Required work: From the listing below, pull out every line where the string "tricky" appears.

---------- Input data ----------

PR #177, opened 2024-02-14
[15.0] auth_saml_environment: removes readonly attributes to allow provider creation

StephaneMangin:
Some readonly fields prevent the creation of a provider. Removing them as they will be managed by the env.

Following change in https://github.com/OCA/server-auth/pull/342

(edit @yvaucher adding link to the source of the issue)

### DIFF
--- a/auth_saml_environment/models/auth_saml_provider.py
+++ b/auth_saml_environment/models/auth_saml_provider.py
@@ -8,6 +8,11 @@ class AuthSamlProvider(models.Model):
     _name = "auth.saml.provider"
     _inherit = ["auth.saml.provider", "server.env.mixin"]
 
+    # Mandatory to be able to create objects
+    idp_metadata = fields.Text(required=False)
+    sp_pem_public = fields.Char(required=False)
+    sp_pem_private = fields.Char(required=False)
+
     sp_pem_public_path = fields.Char(
         string="sp_pem_public_path env config value",
     )


auth_saml_environment/models/auth_saml_provider.py
```diff
@@ -8,6 +8,11 @@ class AuthSamlProvider(models.Model):
     _name = "auth.saml.provider"
     _inherit = ["auth.saml.provider", "server.env.mixin"]
 
+    # Mandatory to be able to create objects
```
yvaucher, line 11:
```suggestion
    # Non-mandatory to be able to create objects
```

yvaucher:
You don't want to state the odoo version in the commit message but rather the type of change. The odoo version is to be mentionned in the title of the PR.

Can you replace the content of the commit message by:

```
    [FIX] auth_saml_environment: no require on readonly fields
    
    Restore the usage of the form view by dropping the required condition on
    binary fields that are readonly.
    
    Those fields became mandatory after https://github.com/OCA/server-auth/pull/342
    but the module auth_saml_environment offer to use paths as a alternative config
    option for binaries thus those fields can be empty.

```

yvaucher:
Backported here https://github.com/OCA/server-env/pull/179

vincent-hatakeyama:
idp_metadata is required for a provider to work. In a similar way, the server hostname of an outgoing server is mandatory.  mail_environment does not change smtp_host to be optional, so I do not see why this module would do so for idp_metadata.

For sp_pem_public and and sp_pem_private, I would recommend fixing issue OCA/server-auth/issues/315 in auth_saml that made me change them to mandatory rather than adding another level of work around.

PR #188, opened 2024-06-21
[17.0][ADD] server_environment_autocreate: add possibility of auto creating records

vincent-hatakeyama:
We need to create mail server or fs.storage in the interface to match those configured with server_environment. This enhancement proposes to let server_environment creates it automatically instead.


vincent-hatakeyama:
@OCA/server-environment-maintainers Reviews welcome

server_environment/models/server_env_mixin.py
```diff
@@ -424,3 +425,40 @@ def _setup_base(self):
...
+                                    [
+                                        {
+                                            "name": section,
+                                            "model": model_name,
+                                            "module": "__server_environment__",
+                                            "res_id": record.id,
+                                        }
+                                        for record in records
+                                    ]
+                                )
```
simahawk: Why would you loop on all the models? This mixin will be inherited by a specific model and that model only should be set up... 
```suggestion
        global_section_name = self._server_env_global_section_name()
        for section in serv_config:
            if not section.startswith(f"{global_section_name}."):
                continue
            if not serv_config[section].get("__autocreate", None):
                continue
            name_value = section[len(global_section_name) + 1 :]
            domain = [
                (model._server_env_section_name_field, "=", name_value)
            ]
            count = model.with_context(active_test=False).search_count(
                domain
            )
            if not count:
                _logger.info("Automatic creation of %s", section)
                values = literal_eval(
                    serv_config[section].get("__autocreate")
                )
                values[
                    model._server_env_section_name_field
                ] = name_value
                # TODO: handle failure
                records = model.create([values])
                self.env["ir.model.data"].create(
                    [
                        {
                            "name": section,
                            "model": model_name,
                            "module": "__server_environment__",
                            "res_id": record.id,
                        }
                        for record in records
                    ]
                )
```
Something like this would be better.

simahawk (changes requested):
Hello, thanks for your contrib.

TBH Is not a feature that I would include in our projs but can be interesting for others.

However:
* you should move this feature to a separate module
* you should take care of failure: some create can fail (eg: missing required fields)
* it can be very tricky to handle because you might have models that are not fully loaded yet

vincent-hatakeyama:
@simahawk 

> you should move this feature to a separate module

This is a feature that is optional, so I did not see the need for a separate module. Have you any reason for doing it in a separate module?

Concerning your other point, I do not expect all cases to work out of the box. Basic cases (outgoing mail servers, fs storage), it works and the current version is already in production.

simahawk:
> This is a feature that is optional

That's exactly the main reason to move it to its own module. This is not something we want to maintain OOTB ;)

vincent-hatakeyama:
I changed the feature to a new module as suggested.
I also added more tests and documentation of the feature.

server_environment_autocreate/models/server_env_mixin.py
```diff
@@ -0,0 +1,59 @@
...
+
+class ServerEnvMixin(models.AbstractModel):
+    """Inherited to add autocreation of records when register_hook is called."""
+
+    _inherit = "server.env.mixin"
+
+    _server_env_allow_autocreate: bool = True
+
+    @api.model
+    def _reverse_server_env_section_name(self, section_name: str) -> None | str:
```
simahawk: Beside is hard to understand what is the purpose of this method, IMO this should be named `_get_server_env_section_name`.
The docstring should say what it does 1st then explain that has to be customized under certain circumstances.

server_environment_autocreate/pyproject.toml
```diff
@@ -0,0 +1,6 @@
+[build-system]
+requires = ["whool"]
+build-backend = "whool.buildapi"
+
+#[project.optional-dependencies]
```
simahawk: While I like this idea, it should be removed to avoid future conflicts.
However, you could propose this improvement to the whool lib https://github.com/sbidoul/whool

simahawk (commented):
LG overall, minor comments

server_environment_autocreate/pyproject.toml
vincent-hatakeyama: Opened sbidoul/whool#26

server_environment_autocreate/models/server_env_mixin.py
vincent-hatakeyama: Updated.

server_environment_autocreate/pyproject.toml
vincent-hatakeyama: Comment removed.

server_environment/readme/ROADMAP.md
```diff
@@ -1,5 +1,5 @@
 - it is not possible to set the environment from the command line. A
-  configuration file must be used.
```
simahawk: these changes to server_env are not related. If you want to keep them here, pls move them to their own commit

simahawk (commented):
Almost there :)

server_environment/readme/ROADMAP.md
vincent-hatakeyama: I’ve removed them.

Created #231 for the fix on the import.

simahawk (approved):

PR #218, opened 2024-12-17
[FIX] server_environment: Fix tests on complex environments

etobella:
Without this change, the test will fail if we have queue_job installed (for example)


LoisRForgeFlow (approved):
LGTM

luisDIXMIT (approved):
LGTM!

PR #219, opened 2025-01-02
[IMP] mail_environment: Keep existing settings at install of module

rven:
The Outgoing / Incoming mail servers configuration in the Odoo environment, will get lost when the mail_environment module gets installed.

With this change, a post installation hook is added which will add the current values to the server_env_defaults.
So the currently configured and working mail servers will still be working after the installation of this module.


gurneyalex (approved):

rven:
Still relevant

petrus-v (approved):
Nice one ! thanks

gurneyalex (approved):

PR #224, opened 2025-03-31
[18][MIG] data_encryption

florian-dacosta:
@bguillot @hparfr


rvalyi (approved):

bguillot (approved):

data_encryption/models/encrypted_data.py
```diff
@@ -79,35 +80,33 @@ def _encrypted_read_json(self, name, env=None):
...
         """
-        key_name = "encryption_key_%s" % env
+        key_name = f"encryption_key_{env}"
         key_str = config.get(key_name)
         if not key_str:
             raise ValidationError(
-                _(
+                self.env._(
                     "No '%(key_name)s' entry found in config file. "
                     "Use a key similar to: %(key)s"
```
hparfr: how key_name is injected into this ?
where key is defined ?

hparfr (changes requested):

data_encryption/models/encrypted_data.py
florian-dacosta: I am not sure to understand what you mean.
Key_name and key are injected 2 lines below

hparfr: 1) injection: I don't remember the good syntax; but usualy is in the form ` f"{key_name}"` or `fun("%(key_name)s", key_name=key_name)`, or `"%(key_name)s".format(key_name=key_name)` ... 
2) `key`: I see no definition of variable `key` in `_get_cipher()`

florian-dacosta: 1. I never know the "good way" ttto inject variable into strings, there are 10 ways to do it...
2. `key` is defined to lines below, when injecting the variable `"key": Fernet.generate_key()`

I can change the syntax with the `"my string".format() `one, is this what you suggest ?
`fstring` should not be used for translated string right ?

hparfr: 1) yup.  you may try `_("%(key_name)s", key_name=key_name) ` looks `_` accepts more than one arg https://www.odoo.com/documentation/18.0/developer/howtos/translations.html?highlight=translation#variables

2) Good !

hparfr (approved):
Thanks !

PR #226, opened 2025-04-01
[18][MIG] server_environment_data_encryption

florian-dacosta:
Standard migration
There is some changes in the module because it seems that custom context (`environment` key here) are not passed to `get_views` method. 
Because of this, we can't manage a different key for the ormcache to manage 1 different view per environment.

So the strategy here is to build a single view with all environment buttons/alert with `invisible` attributes depending on the context.


bguillot (approved):

bguillot:
Code review + test

hparfr (approved):
Tested with mail_environment, works as expected

rvalyi (approved):

PR #231, opened 2025-05-16
[17.0][FIX] server_environment: use local import

vincent-hatakeyama:


server_environment/static/description/index.html
```diff
@@ -543,11 +543,11 @@ <h1><a class="toc-backref" href="#toc-entry-8">Known issues / Roadmap</a></h1>
 <ul class="simple">
 <li>it is not possible to set the environment from the command line. A
 configuration file must be used.</li>
-<li>the module does not allow to set low level attributes such as database
-server, etc.</li>
+<li>the module does not allow to set low level attributes such as
+database server, etc.</li>
```
simahawk, line 547: FYI if you want to disable readme update when not needed, you can do `export SKIP=oca-gen-addon-readme` :wink:

simahawk (approved):

server_environment/static/description/index.html
vincent-hatakeyama: Thanks for the tip.

PR #234, opened 2025-06-04
[18.0] Fix inheritance of server env techname mixin

grindtildeath:
In case a model was inheriting both server.env.mixin and server.env.techname.mixin the value of _server_env_section_name_field was depending on the order in which the mixins were inherited on that model.

If server.env.mixin was inherit first as in:
_name = "my.model"
_inherit = ["my.model", "server.env.mixin", "server.env.techname.mixin"]

Then the value of _server_env_section_name would be `name`

If server.env.techname.mixin was inherit first as in: _name = "my.model"
_inherit = ["my.model", "server.env.techname.mixin", "server.env.mixin"]

Then the value of _server_env_section_name would be `tech_name`

To avoid this, since the server.env.techname.mixin changes an attribute of server.env.mixin, server.env.techname.mixin must inherit the server.env.mixin.

With this, only one of the mixins needs to be inherited and there cannot be any 'silent' issue, where the _server_env_section_name depends on the order on which mixins are inherited.

FW Port:
 - [ ] #233


server_environment/README.rst
```diff
@@ -100,12 +96,12 @@ You can edit the settings you need in the ``server_environment_files``
 addon. The ``server_environment_files_sample`` can be used as an
 example:
 
-- values common to all / most environments can be stored in the
-  ``default/`` directory using the .ini file syntax;
-- each environment you need to define is stored in its own directory and
-  can override or extend default values;
-- you can override or extend values in the main configuration file of
-  your instance;
+-  values common to all / most environments can be stored in the
```
simahawk, line 99: next time, use `export SKIP=oca-gen-addon-readme` to disable readme updates ;)

simahawk (approved):

PR #227, opened 2025-04-07
[18.0][FIX] server_environment: set env-computed fields to readonly

rven:
Readonly fields are not calculated correctly because `_fields_view_get` was not replaced by `_get_view` during the migration

PR #236, opened 2025-06-23
[FIX] server_environment_ir_config_parameter: Don't save values in DB

rven:
When a system parameter doesn't exist on the production environment, the parameter is created with the environment value that is defined on the production system.

When this DB is exported to a local or other environment, where the environment value is NOT defined on the system, the DB uses the one that has been saved in the production DB.
It is totally unnecessary to store them in the DB, because the get_param function always gets them from the environment, when defined.
Also when you define them in a data file with following values:
```xml
    <record model="ir.config_parameter" id="ir_config_parameter_test">
        <field name="key">test</field>
        <field name="value">PLACEHOLDER</field>
    </record>
```
and the key is defined in the environment that one will also be used to create the system parameter, instead of the one defined in the data file.

There is logic in place that protects server environment defined fields from being updated at all, see https://github.com/OCA/server-env/pull/227

There is no need at all to store these values in the DB!

Everything also works fine when the system parameter is not defined at all.
It will not appear in the list view of the system parameters, but is viewable with the "Server Environment" action.

### DIFF
--- a/server_environment_ir_config_parameter/models/ir_config_parameter.py
+++ b/server_environment_ir_config_parameter/models/ir_config_parameter.py
@@ -34,42 +34,16 @@ class IrConfigParameter(models.Model):
                     _("Key %s is empty in " "server_environment_file") % (key,)
                 )
             if cvalue != value:
-                # we write in db on first access;
-                # should we have preloaded values in database at,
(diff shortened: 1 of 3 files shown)


rven:
no stale

PR #240, opened 2025-07-04
[18.0][ADD] server_environment: Add migration script

mmequignon:
In 17.0, default fields were renamed `x_{field_name}_env_default`.
Those fields are referenced in the `server_env_defaults` sparse column, but the keys here needs to be updated.
Adding a migration script to fix those values.


sebalix:
Closing in favor of https://github.com/OCA/server-env/pull/241

PR #143, opened 2017-09-19
Add download and distribution messages to Gloria protobuf

gclitheroe:
* Adds Download (rate and priority) and Distribution messages to the Gloria protobufs.  
* Download order will be IGS, LINZ, everything else.
* I haven't set a download rate yet - it will be left unrestricted.  This can be set per site.  The rate is controlled here https://github.com/GeoNet/gloria/blob/master/internal/netr9-download/netr9_download.go#L60


elidana:
nice!!! FWIW, when I was highrate downloading data during the Kaikoura response, we agreed to have a rate limit set to 25kb/s

PR #155, opened 2017-10-08
update tests to use t.Run

ozym:
@dc735 an update to the testing code. There's not much new here, rather a switch to using the `t.Run` mechanism that became available in `go 1.7`. 
It basically allows some form of isolation between tests (one part can have a fatal result and stop but other parts will continue to be tested if possible).

I've also tried to make them a little more readable, e.g. being explicit about lists of 

> `if ( something ) { continue }` 

rather than use a switch which is more compact but isn't as obvious what it's doing.

I've also brought all the `csv` file loading parts into a single function which is called with the test variable so that it can have a fatal error.

There are still a couple of tests that only make a warning message (need `go test -v` to see them), I'll think of a way to bring these online but it may need some adjustments to the db or to the extraction code - mostly related to station/site stop/start times not matching when sensors are installed.

### DIFF
--- a/tests/antennas_test.go
+++ b/tests/antennas_test.go
@@ -1,7 +1,6 @@
 package delta_test
 
 import (
-	"sort"
 	"testing"
 
 	"github.com/GeoNet/delta/meta"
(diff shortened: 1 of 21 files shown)


ozym:
@dc735 any chance you can have a look at this pull request?

PR #164, opened 2017-10-25
site classes

ozym:
Just a proof of concept.


nbalfour:
Are these based on both the concise and extensive site class tables? It looks that way.

ozym:
This was some early work I did on the concise file. It turns out that this is pretty much all vs30 information, the actual class information is in the extensive files. However the extensive files have very little vs30 information in them.

I'll update this with the new set of files (in a geology directory). I'm not anticipating this to be merged.

nbalfour:
After also looking at https://github.com/GeoNet/delta/pull/165 I have been thinking. 
It would be great to combine the geology and sky information and call this the environment folder perhaps?
We could add the geology information from the mark table to the geology table here. Then we could add a sky visibility table, which will need to be cleaned up eventually. 
Let me know what you think?

ozym:
@nbalfour That's a good idea, I'll move these to environment.  Create a new file "visibility.csv" (or something), and change the lookup from "bedrock.csv" etc to use "Code" rather than Station so that we can match either a Mark or a Seismic site. 

We can merge the bedrock/geology info from the monuments file in after we've setup these files (merging from delta and csv is a bit more work at the moment until we turn one off).

ozym:
@nbalfour the column labels are what comes out of the raw csv files (usually a join of a couple of cells).

ozym:
The tests are failing because the subsurface files reference a site "RCS2" which doesn't exist in the rest of delta. I suspect this was simply renamed ...

ozym:
@nbalfour still just a proof of concept

nbalfour:
I talked to Anna K. on Friday and she suggested merging a few of the tables. There is also a lot of cleaning and review that should be done because this is a mix of her concise spreadsheet and Jim Cousins extensive one. 

There might also need to be a bit of a description about some of the quality parameters as there is not community standard for quality.

I think we might have to discuss this in person as it's a bit tricky.

ozym:
Sure thing. I also think we can make a more complete file as a product (essentially a join of the various tables) which can be tailored. This is to avoid storing large sparse files.

salichon:
@JonoHanson  FYI  I think It s blocked 
I just updated the branch to maintain consistency

PR #171, opened 2017-10-31
update and add readme files

ozym:
@nbalfour @quiffman a first go at bringing the base README up to date and adding new ones in the environment and install directories.

This is still pretty much a skeleton with a few formatting inconsistencies still in there.

### DIFF
--- a/README.md
+++ b/README.md
@@ -2,134 +2,50 @@
 
 Meta information for the GeoNet sensor network.
 
-## changes
-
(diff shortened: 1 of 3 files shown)


ozym:
one thought was to have a `docs` directory rather than placing the README files near the csv files. They could then be named after the directory.

elidana:
this new version of the readme files is so useful, thanks @ozym !

nbalfour:
This looks good thanks @ozym 
I don't have very strong thoughts about a docs folder but my initial reaction is to keep the README files near the csv files for now. Once people start using the repo for the change control of metadata there might be some good reasons to change things.

PR #172, opened 2017-10-31
move tidal files into environment

ozym:
I think the tidal parameters (as provided by LINZ) better fit the new `environment` grouping than the existing `network` location.


ozym:
@nbalfour now we can have sky, sea, and land.

PR #181, opened 2017-11-15
use session times based on deployment times

ozym:
Related to complexities in the oracle sessions for CHAT. Can now use the installed times to build the session start/end times and cleanup the repo to fix the CHAT issues.


ozym:
That's how I found CHAT, as it was the only existing one changed.

elidana:
metadata now fixed in https://github.com/GeoNet/delta/pull/182

elidana:
bump! :-) (pleeease!)

quiffman:
@ozym - this looks to me like code trying to clean up mis-aligned meta-data from Oracle. Is that a fair assessment?

It seems to be trying to pick the earliest/latest start/stop data of session receiver or antenna.
Where, presumably the session should win-out, right?

ozym:
Yup, the code  being uncommented was how it was supposed to work. However, we had to use the original non-overlapping sessions files so that we could do like-for-like comparison with the oracle derived results. This is no longer a requirement so we should revert back to the intended mechanism.

elidana:
thanks to both!

elidana:
awesome that this is now merged!!! Thanks both!
The code is now working as expected and sessions are correctly split in the xml output
...but I've found another (smaller) "bug" unfortunately. it's reported in https://github.com/GeoNet/tickets/issues/1705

----------

Your response:
* it can be very tricky to handle because you might have models that are not fully loaded yet
I think we might have to discuss this in person as it's a bit tricky.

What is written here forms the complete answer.